Stacey Loscalzo

Apr 11

Powerful Read Aloud

by Stacey

I discovered the Nie Nie Dialogues in 2008 shortly after the plane crash that left Stephanie with burns over 80% of her body. At the time, Stephanie’s sisters were writing updates about her condition and the blogosphere was abuzz with talk and ways to help.

Somehow, as blogs will tend to do, Stephanie’s fell off my favorites list. I haven’t read her writing in years but as soon as I saw the cover of this week’s Parade Magazine, I remembered the feelings that I had while reading her story and later her writing.

I am in awe of the Stephanie’s strength and love. Her story is one of true inspiration. If you haven’t read this Sunday’s article or her blog, do follow the links above. It will be time well spent.

But first, let me highlight my favorite part of this weekend’s article.

Stephanie’s young children were understandably overwhelmed by the physical changes in their mom following her accident. And what finally brought them together was reading aloud. I have told countless stories here at the blog, in seminars, classes and at cocktail parties (yes, I’m that one!) about the power of reading aloud but I have never heard or told one like Stephanie’s.

She writes:

“Claire, let’s read Stuart Little,” I suggested. Claire ran to her backpack and pulled out the book.

“You’re going to read, Mom?” Ollie asked as he climbed onto the couch next to me.

Jane wandered in, too. “What are you reading? she asked Claire.

Stuart Little,” I answered.

“It’s about a cute little mouse, Jane. I think you’d like it.”

She shrugged and sat down on the floor by Nicholas.

“Nicholas, you want to read with us?” Nicholas shook his head and looked back at his toys.

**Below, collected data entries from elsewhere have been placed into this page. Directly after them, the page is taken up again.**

PR #2250, opened 2022-12-27
ngclient: Remove "Optional" from helper props

### LINKED ISSUE #2247: ngclient: reconsider use of Optional
TrustedMetadataSet has properties like this:
```python
    @property
    def timestamp(self) -> Optional[Metadata[Timestamp]]:
        """Current timestamp ``Metadata`` or ``None``"""
        return self._trusted_set.get(Timestamp.type)

```
I think the return value should not be Optional: it leads to unneeded use of assert later on to get static typing working (see updater.py for examples). Instead 
* the property should raise a RuntimeError if the property is accessed when the value (in this case timestamp) is not available -- this is a programming error
* the cases where code checks `if trusted_set.timestamp`, it can use the dictionary directly and check for `if Timestamp.type in trusted_set` instead -- I think that should work

jku:
The properties in the internal TrustedMetadataSet are a bit difficult to use with static typing since they return Optional but in many cases we know the "None"-case is impossible.

Remove None from annotation: the idea is that calling the property getter too early is a programming error: it will result in KeyError which, even if not obvious, is consistent since the properties are short hand for the dictionary lookup:
 * trusted_set["timestamp"] raises KeyError if timestamp is not set
 * trusted_set.timestamp raises KeyError if timestamp is not set

Fixes #2247

requirements**:

### DIFF
--- a/tuf/ngclient/_internal/trusted_metadata_set.py
+++ b/tuf/ngclient/_internal/trusted_metadata_set.py
@@ -117,19 +117,19 @@ class TrustedMetadataSet(abc.Mapping):
         return self._trusted_set[Root.type]
 
     @property
-    def timestamp(self) -> Optional[Metadata[Timestamp]]:
-        """Get current timestamp ``Metadata`` or ``None``"""
-        return self._trusted_set.get(Timestamp.type)
+    def timestamp(self) -> Metadata[Timestamp]:
+        """Get current timestamp ``Metadata``"""
+        return self._trusted_set[Timestamp.type]
 
     @property
-    def snapshot(self) -> Optional[Metadata[Snapshot]]:
-        """Get current snapshot ``Metadata`` or ``None``"""
-        return self._trusted_set.get(Snapshot.type)
+    def snapshot(self) -> Metadata[Snapshot]:
+        """Get current snapshot ``Metadata``"""
+        return self._trusted_set[Snapshot.type]
 
     @property
-    def targets(self) -> Optional[Metadata[Targets]]:
-        """Get current targets ``Metadata`` or ``None``"""
-        return self._trusted_set.get(Targets.type)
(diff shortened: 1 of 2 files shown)


joshuagl (approved):
This is a nice improvement in terms of code readability, +1 from me. Perhaps we can leave the PR open until next week to allow for others to review?

lukpueh (approved):
Your rationale for this patch seems sound. LGTM!

tuf/ngclient/_internal/trusted_metadata_set.py
```diff
@@ -149,7 +149,7 @@ def update_root(self, data: bytes) -> Metadata[Root]:
         Returns:
             Deserialized and verified root ``Metadata`` object
         """
-        if self.timestamp is not None:
+        if Timestamp.type in self._trusted_set:
```
lukpueh, line 152: Out of curiosity, have you considered
```suggestion
        if Timestamp.type in self:
```
? Given the custom `__getitem__`, we don't have to access the internal `_trusted_set` directly anywhere else in this class.

lukpueh: For context, this mildly put me off at first, because I thought your patch exposes the internal `_trusted_set`. But I realized that it does not and that the instance behaves just like the internal variable.

jku: yeah, I went back and forth with that one -- maybe it would have been clearer with just `self`

lukpueh: IMO it's fine to access the protected attribute inside the class. I was just confused, because updater instances also have a `_trusted_set`  attribute, but that one is actually a `TrustedMetadataSet` instance. :D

“When Mrs. Frederick C. Little’s second son arrived, everyone noticed he was not much bigger than a mouse,” I began, and Jane looked up.

“The truth of the matter was, the baby looked very much like a mouse in every way.”

Claire giggled. “Look how cute he is with a little hat and shoes.” It was more than Jane could resist. She climbed up on the couch next to Claire. When Jane said something about the doctor examining Stuart Little, even Nicholas climbed on the couch, next to Oliver, so he could see the illustrations, too.

I was sharing the couch with all four of my children. I wanted this moment to last forever. Hoping nothing would break the spell, I read one chapter after another. When we finished chapter four and Jane said, “Oh, Mom, one more chapter. Pleeeease,” I was thrilled.

“Another chapter. I’d like nothing better.”